## [GIVEN RECORDS]

● ● ● ● ●

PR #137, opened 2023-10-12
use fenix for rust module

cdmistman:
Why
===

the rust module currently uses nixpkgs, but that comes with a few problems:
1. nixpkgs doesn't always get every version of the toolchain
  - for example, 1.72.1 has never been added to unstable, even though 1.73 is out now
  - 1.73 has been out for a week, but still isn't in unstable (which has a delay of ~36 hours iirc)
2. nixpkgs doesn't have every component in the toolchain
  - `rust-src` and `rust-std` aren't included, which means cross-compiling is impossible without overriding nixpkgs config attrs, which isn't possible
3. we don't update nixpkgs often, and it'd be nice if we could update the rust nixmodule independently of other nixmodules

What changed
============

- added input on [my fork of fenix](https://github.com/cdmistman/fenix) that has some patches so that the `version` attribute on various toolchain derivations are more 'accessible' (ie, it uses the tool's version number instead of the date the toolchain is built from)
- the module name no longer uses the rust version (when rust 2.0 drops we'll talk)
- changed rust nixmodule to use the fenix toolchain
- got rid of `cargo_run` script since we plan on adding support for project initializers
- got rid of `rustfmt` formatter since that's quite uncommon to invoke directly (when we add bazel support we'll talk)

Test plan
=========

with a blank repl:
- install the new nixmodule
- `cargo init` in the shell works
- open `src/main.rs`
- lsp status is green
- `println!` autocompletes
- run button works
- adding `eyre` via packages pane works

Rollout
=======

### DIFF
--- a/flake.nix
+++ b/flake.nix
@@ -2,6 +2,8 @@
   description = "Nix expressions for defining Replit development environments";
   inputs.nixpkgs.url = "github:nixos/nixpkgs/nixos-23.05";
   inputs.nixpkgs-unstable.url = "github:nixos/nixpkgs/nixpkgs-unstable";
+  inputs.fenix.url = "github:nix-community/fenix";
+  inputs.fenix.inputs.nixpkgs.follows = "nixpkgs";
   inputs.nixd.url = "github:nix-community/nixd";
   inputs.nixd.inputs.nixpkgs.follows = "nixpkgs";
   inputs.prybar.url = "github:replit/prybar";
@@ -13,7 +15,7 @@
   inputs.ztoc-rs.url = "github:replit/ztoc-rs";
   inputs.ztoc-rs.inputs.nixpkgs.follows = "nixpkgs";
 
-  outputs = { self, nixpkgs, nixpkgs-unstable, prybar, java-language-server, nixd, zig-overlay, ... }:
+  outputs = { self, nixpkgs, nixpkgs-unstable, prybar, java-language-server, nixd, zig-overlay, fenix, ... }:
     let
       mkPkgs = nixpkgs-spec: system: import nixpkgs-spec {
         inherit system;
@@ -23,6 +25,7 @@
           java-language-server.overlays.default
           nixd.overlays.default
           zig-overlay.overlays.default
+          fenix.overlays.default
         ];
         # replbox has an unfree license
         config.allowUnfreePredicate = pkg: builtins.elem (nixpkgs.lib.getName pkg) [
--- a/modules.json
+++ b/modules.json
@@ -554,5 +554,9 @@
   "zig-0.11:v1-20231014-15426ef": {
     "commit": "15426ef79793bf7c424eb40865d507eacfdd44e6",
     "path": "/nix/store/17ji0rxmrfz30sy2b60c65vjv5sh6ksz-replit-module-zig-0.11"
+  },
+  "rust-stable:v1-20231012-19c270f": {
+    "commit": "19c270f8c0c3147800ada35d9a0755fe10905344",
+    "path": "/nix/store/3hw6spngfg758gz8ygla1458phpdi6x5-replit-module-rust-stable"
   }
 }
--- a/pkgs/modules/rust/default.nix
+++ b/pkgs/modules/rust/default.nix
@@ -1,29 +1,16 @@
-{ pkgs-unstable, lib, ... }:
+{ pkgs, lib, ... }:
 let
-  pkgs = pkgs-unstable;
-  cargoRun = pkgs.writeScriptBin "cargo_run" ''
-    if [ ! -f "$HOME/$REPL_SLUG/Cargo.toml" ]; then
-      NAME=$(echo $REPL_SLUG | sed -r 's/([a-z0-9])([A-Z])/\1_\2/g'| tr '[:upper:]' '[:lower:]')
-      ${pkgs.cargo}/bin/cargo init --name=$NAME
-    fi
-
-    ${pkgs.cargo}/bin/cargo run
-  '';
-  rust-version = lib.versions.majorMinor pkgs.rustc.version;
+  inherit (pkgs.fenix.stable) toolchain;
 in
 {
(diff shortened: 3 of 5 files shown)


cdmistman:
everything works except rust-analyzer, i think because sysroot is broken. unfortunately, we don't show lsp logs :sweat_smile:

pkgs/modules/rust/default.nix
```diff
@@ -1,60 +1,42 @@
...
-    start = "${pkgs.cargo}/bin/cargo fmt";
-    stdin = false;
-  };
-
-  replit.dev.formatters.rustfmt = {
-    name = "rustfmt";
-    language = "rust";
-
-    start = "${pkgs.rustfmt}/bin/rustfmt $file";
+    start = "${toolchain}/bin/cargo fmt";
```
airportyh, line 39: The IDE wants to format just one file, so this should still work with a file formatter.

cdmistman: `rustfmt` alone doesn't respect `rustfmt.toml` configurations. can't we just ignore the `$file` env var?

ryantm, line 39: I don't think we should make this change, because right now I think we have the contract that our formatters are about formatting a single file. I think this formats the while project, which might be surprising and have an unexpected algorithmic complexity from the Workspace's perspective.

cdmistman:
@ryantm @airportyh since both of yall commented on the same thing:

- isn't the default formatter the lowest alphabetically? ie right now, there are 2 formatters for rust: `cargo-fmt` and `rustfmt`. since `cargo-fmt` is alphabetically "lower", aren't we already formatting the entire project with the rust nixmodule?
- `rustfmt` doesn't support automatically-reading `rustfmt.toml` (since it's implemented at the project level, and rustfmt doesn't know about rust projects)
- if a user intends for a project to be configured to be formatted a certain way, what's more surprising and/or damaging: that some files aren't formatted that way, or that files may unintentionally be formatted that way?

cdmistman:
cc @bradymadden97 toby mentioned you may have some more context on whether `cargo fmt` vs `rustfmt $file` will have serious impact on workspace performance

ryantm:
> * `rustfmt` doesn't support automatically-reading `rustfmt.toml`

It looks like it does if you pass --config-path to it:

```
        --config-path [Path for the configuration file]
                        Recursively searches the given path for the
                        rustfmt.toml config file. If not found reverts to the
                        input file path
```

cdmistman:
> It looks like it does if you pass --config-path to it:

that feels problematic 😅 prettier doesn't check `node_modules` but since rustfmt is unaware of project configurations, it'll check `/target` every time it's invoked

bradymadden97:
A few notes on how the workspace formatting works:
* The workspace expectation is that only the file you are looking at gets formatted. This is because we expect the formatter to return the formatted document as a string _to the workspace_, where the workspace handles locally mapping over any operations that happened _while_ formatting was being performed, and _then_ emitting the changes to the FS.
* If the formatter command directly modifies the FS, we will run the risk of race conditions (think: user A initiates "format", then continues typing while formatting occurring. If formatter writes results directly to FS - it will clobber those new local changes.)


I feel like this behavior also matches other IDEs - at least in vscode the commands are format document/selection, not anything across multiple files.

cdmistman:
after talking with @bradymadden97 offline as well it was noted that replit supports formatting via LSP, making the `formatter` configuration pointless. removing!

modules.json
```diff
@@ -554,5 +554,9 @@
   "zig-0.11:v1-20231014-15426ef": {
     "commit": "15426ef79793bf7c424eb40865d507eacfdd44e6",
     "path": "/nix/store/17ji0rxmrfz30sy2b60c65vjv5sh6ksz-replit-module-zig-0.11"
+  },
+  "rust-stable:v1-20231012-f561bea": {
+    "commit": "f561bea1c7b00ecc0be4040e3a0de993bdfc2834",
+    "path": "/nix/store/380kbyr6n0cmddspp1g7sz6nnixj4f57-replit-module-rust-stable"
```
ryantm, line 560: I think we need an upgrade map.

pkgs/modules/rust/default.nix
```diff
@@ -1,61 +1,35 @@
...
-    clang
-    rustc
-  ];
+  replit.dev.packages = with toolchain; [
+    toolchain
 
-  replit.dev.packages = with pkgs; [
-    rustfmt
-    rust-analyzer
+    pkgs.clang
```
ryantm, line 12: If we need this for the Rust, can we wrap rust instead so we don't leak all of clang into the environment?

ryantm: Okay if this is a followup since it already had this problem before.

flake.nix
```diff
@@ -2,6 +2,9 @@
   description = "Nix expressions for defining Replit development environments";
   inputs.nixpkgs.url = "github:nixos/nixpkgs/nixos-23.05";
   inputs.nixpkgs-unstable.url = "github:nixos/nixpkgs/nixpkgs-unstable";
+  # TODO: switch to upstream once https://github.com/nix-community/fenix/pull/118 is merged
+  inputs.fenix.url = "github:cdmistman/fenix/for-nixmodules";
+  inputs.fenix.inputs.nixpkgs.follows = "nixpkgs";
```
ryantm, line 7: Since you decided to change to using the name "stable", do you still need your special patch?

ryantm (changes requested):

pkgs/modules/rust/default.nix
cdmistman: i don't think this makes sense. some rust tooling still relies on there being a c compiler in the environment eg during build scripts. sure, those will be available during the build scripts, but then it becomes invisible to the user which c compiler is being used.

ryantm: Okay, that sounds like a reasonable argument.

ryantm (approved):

● ● ● ● ●

## [TASK TO CARRY OUT]
The entries above hold the needed span. Transcribe exactly the lines from the one with "2. nixpkgs doesn't" to the one with "which isn't possible", both included.

## [EXERCISE RESPONSE]
2. nixpkgs doesn't have every component in the toolchain
  - `rust-src` and `rust-std` aren't included, which means cross-compiling is impossible without overriding nixpkgs config attrs, which isn't possible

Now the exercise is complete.